• **Work task**: Give the data a second time, exactly and in full.
= = = =
PR #506, opened 2023-11-28
Feature/ddflsbp 194/mapp id should be have default value

Dresse:
#### Link to issue

https://reload.atlassian.net/browse/DDFLSBP-194

#### Description

The ID field in MAPP settings, should always be filled with the value "476651662471322". Right now, each library have to go in and add that value. This PR adds the value as part of the configuration in dpl_mapp.settings.yml.

#### Screenshot of the result

Screenshot 2023-11-28 at 23 12 35

N/A


spaceo (approved):
LGTM 👍

PR #515, opened 2023-11-30
XDebug improvements

kasperg:
#### Description

This PR adds a task to enable XDebug temporarily for the PHP container and documents it.

[According to the documentation XDebug is only enabled if the `XDEBUG_ENABLE` environment variable for the PHP container is true](https://docs.lagoon.sh/using-lagoon-advanced/setting-up-xdebug-with-lagoon/
). Having to uncomment a line is a bit inelegant as it requires file changes and hard to discover.

Instead of doing this we instead allow `XDEBUG_ENABLE` to be set from the outside and fall back to `false` if not. This ensures that XDebug is still disabled by default.

Now we can create a new task which sets `XDEBUG_ENABLE` to `true` while recreating the containers and waiting for further input.

When the developer is done containers are recreated without the environment variable set and thus without XDebug enabled.

You should be able to test whether this works by following the documentation :smile:

The PR environment does not have XDebug enabled which should ensure that this only affects local environments.

### DIFF
--- a/Taskfile.yml
+++ b/Taskfile.yml
@@ -157,6 +157,12 @@ tasks:
     cmds:
       - task dev:cli -- drush install -y field_ui views_ui
 
+  dev:enable-xdebug:
+    cmds:
+      - XDEBUG_ENABLE=true task dev:start
+      - read -p "Press enter to disable Xdebug"
+      - task dev:start
+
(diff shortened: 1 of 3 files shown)


kasperbirch1 (approved):
Sounds good

PR #517, opened 2023-12-01
DDFLSBP-274 - Added view-fees-and-compensation-rates url to dpl_react…

Dresse:
#### Link to issue

https://reload.atlassian.net/browse/DDFLSBP-274

#### Description

Added missing view-fees-and-compensation-rates url to dpl_react_apps_data.

#### Screenshot of the result

N/A

N/A

### DIFF
--- a/web/modules/custom/dpl_react_apps/dpl_react_apps.info.yml
+++ b/web/modules/custom/dpl_react_apps/dpl_react_apps.info.yml
@@ -8,6 +8,7 @@ dependencies:
   - dpl_library_agency:dpl_library_agency
   - dpl_instant_loan:dpl_instant_loan
   - dpl_dashboard:dpl_dashboard
+  - dpl_fees:dpl_fees
 
 type: module
 core_version_requirement: ^9


web/modules/custom/dpl_react_apps/dpl_react_apps.module
```diff
@@ -11,6 +11,7 @@
 
 use Drupal\Core\GeneratedUrl;
 use Drupal\Core\Url;
+use Drupal\dpl_fees\DplFeesSettings;
```
spaceo, line 14: Since you are introducing dpl_fees settings in the dpl_react_apps module you need to add the dpl_fees module as a dependency [here](https://github.com/danskernesdigitalebibliotek/dpl-cms/blob/a6de7e5518445fae08658aba3bc41a915a8d3220/web/modules/custom/dpl_react_apps/dpl_react_apps.info.yml#L11).

spaceo (changes requested):
Looks good. However one thing needs to be done

spaceo (approved):
LGTM 👍

PR #523, opened 2023-12-04
Add missing translations to reservation list block

Adamik10:
#### Link to issue
https://reload.atlassian.net/browse/DDFLSBP-325

#### Description

This PR adds two missing translations to the reservation list block:
reservation-list-pause-reservation-button-text
reservation-list-pause-reservation-on-hold-text

#### Screenshot of the result
n/a

n/a


web/modules/custom/dpl_reservations/src/Plugin/Block/ReservationListBlock.php
JacobArrow, line 1: We should also add `pauseReservationModalCancelButtonLabelText` which was introduced here #681

Adamik10: yessss thank youuu!! :)))))

JacobArrow (approved):
SantaSantaClausGIF

PR #534, opened 2023-12-07
Make sure that every build has unique assets.

spaceo:
#### Link to issue

https://reload.atlassian.net/browse/DDFLSBP-328

#### Description

By setting the build name as an ARG in cli.docker the following layers are not cached and therefor composer install is run everytime.

That ensures that the composer dependencies always are fresh 🥗...

### DIFF
--- a/lagoon/cli.dockerfile
+++ b/lagoon/cli.dockerfile
@@ -1,5 +1,9 @@
 FROM uselagoon/php-8.1-cli-drupal:latest
 
+# Make sure that every build has unique assets.
+# By setting the build name as an ARG the following layers are not cached.
+ARG LAGOON_BUILD_NAME
+
 COPY composer.* /app/
 COPY assets /app/assets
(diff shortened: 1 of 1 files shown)


kasperg (approved):
Really great that you have found a solution to this problem. I would really like to see more elaborate commenting. It might be a 1 line fix but it is a problem that is somewhat unique to this project and have haunted us for months if not years.

I would like to get a summary of:

- What is the problem for us? Something about continually updated branch releases which do not require changes to composer.* and thus enabling Docker layer caching.
- How we solved it? A unique build argument to bust the cache
- How did we come about the actual solution? As far as I can tell [`LAGOON_BUILD_NAME` is not mentioned in the documentation](https://docs.lagoon.sh/using-lagoon-the-basics/build-and-deploy-process/) so what are we going into here? A reference to Lagoon source code would be helpful.

I think the code comment is OK but the commit comment needs to be expanded.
= = = =
• **Answer space**:
PR #506, opened 2023-11-28
Feature/ddflsbp 194/mapp id should be have default value

Dresse:
#### Link to issue

https://reload.atlassian.net/browse/DDFLSBP-194

#### Description

The ID field in MAPP settings, should always be filled with the value "476651662471322". Right now, each library have to go in and add that value. This PR adds the value as part of the configuration in dpl_mapp.settings.yml.

#### Screenshot of the result

Screenshot 2023-11-28 at 23 12 35

N/A


spaceo (approved):
LGTM 👍

PR #515, opened 2023-11-30
XDebug improvements

kasperg:
#### Description

This PR adds a task to enable XDebug temporarily for the PHP container and documents it.

[According to the documentation XDebug is only enabled if the `XDEBUG_ENABLE` environment variable for the PHP container is true](https://docs.lagoon.sh/using-lagoon-advanced/setting-up-xdebug-with-lagoon/
). Having to uncomment a line is a bit inelegant as it requires file changes and hard to discover.

Instead of doing this we instead allow `XDEBUG_ENABLE` to be set from the outside and fall back to `false` if not. This ensures that XDebug is still disabled by default.

Now we can create a new task which sets `XDEBUG_ENABLE` to `true` while recreating the containers and waiting for further input.

When the developer is done containers are recreated without the environment variable set and thus without XDebug enabled.

You should be able to test whether this works by following the documentation :smile:

The PR environment does not have XDebug enabled which should ensure that this only affects local environments.

### DIFF
--- a/Taskfile.yml
+++ b/Taskfile.yml
@@ -157,6 +157,12 @@ tasks:
     cmds:
       - task dev:cli -- drush install -y field_ui views_ui
 
+  dev:enable-xdebug:
+    cmds:
+      - XDEBUG_ENABLE=true task dev:start
+      - read -p "Press enter to disable Xdebug"
+      - task dev:start
+
(diff shortened: 1 of 3 files shown)


kasperbirch1 (approved):
Sounds good

PR #517, opened 2023-12-01
DDFLSBP-274 - Added view-fees-and-compensation-rates url to dpl_react…

Dresse:
#### Link to issue

https://reload.atlassian.net/browse/DDFLSBP-274

#### Description

Added missing view-fees-and-compensation-rates url to dpl_react_apps_data.

#### Screenshot of the result

N/A

N/A

### DIFF
--- a/web/modules/custom/dpl_react_apps/dpl_react_apps.info.yml
+++ b/web/modules/custom/dpl_react_apps/dpl_react_apps.info.yml
@@ -8,6 +8,7 @@ dependencies:
   - dpl_library_agency:dpl_library_agency
   - dpl_instant_loan:dpl_instant_loan
   - dpl_dashboard:dpl_dashboard
+  - dpl_fees:dpl_fees
 
 type: module
 core_version_requirement: ^9


web/modules/custom/dpl_react_apps/dpl_react_apps.module
```diff
@@ -11,6 +11,7 @@
 
 use Drupal\Core\GeneratedUrl;
 use Drupal\Core\Url;
+use Drupal\dpl_fees\DplFeesSettings;
```
spaceo, line 14: Since you are introducing dpl_fees settings in the dpl_react_apps module you need to add the dpl_fees module as a dependency [here](https://github.com/danskernesdigitalebibliotek/dpl-cms/blob/a6de7e5518445fae08658aba3bc41a915a8d3220/web/modules/custom/dpl_react_apps/dpl_react_apps.info.yml#L11).

spaceo (changes requested):
Looks good. However one thing needs to be done

spaceo (approved):
LGTM 👍

PR #523, opened 2023-12-04
Add missing translations to reservation list block

Adamik10:
#### Link to issue
https://reload.atlassian.net/browse/DDFLSBP-325

#### Description

This PR adds two missing translations to the reservation list block:
reservation-list-pause-reservation-button-text
reservation-list-pause-reservation-on-hold-text

#### Screenshot of the result
n/a

n/a


web/modules/custom/dpl_reservations/src/Plugin/Block/ReservationListBlock.php
JacobArrow, line 1: We should also add `pauseReservationModalCancelButtonLabelText` which was introduced here #681

Adamik10: yessss thank youuu!! :)))))

JacobArrow (approved):
SantaSantaClausGIF

PR #534, opened 2023-12-07
Make sure that every build has unique assets.

spaceo:
#### Link to issue

https://reload.atlassian.net/browse/DDFLSBP-328

#### Description

By setting the build name as an ARG in cli.docker the following layers are not cached and therefor composer install is run everytime.

That ensures that the composer dependencies always are fresh 🥗...

### DIFF
--- a/lagoon/cli.dockerfile
+++ b/lagoon/cli.dockerfile
@@ -1,5 +1,9 @@
 FROM uselagoon/php-8.1-cli-drupal:latest
 
+# Make sure that every build has unique assets.
+# By setting the build name as an ARG the following layers are not cached.
+ARG LAGOON_BUILD_NAME
+
 COPY composer.* /app/
 COPY assets /app/assets
(diff shortened: 1 of 1 files shown)


kasperg (approved):
Really great that you have found a solution to this problem. I would really like to see more elaborate commenting. It might be a 1 line fix but it is a problem that is somewhat unique to this project and have haunted us for months if not years.

I would like to get a summary of:

- What is the problem for us? Something about continually updated branch releases which do not require changes to composer.* and thus enabling Docker layer caching.
- How we solved it? A unique build argument to bust the cache
- How did we come about the actual solution? As far as I can tell [`LAGOON_BUILD_NAME` is not mentioned in the documentation](https://docs.lagoon.sh/using-lagoon-the-basics/build-and-deploy-process/) so what are we going into here? A reference to Lagoon source code would be helpful.

I think the code comment is OK but the commit comment needs to be expanded.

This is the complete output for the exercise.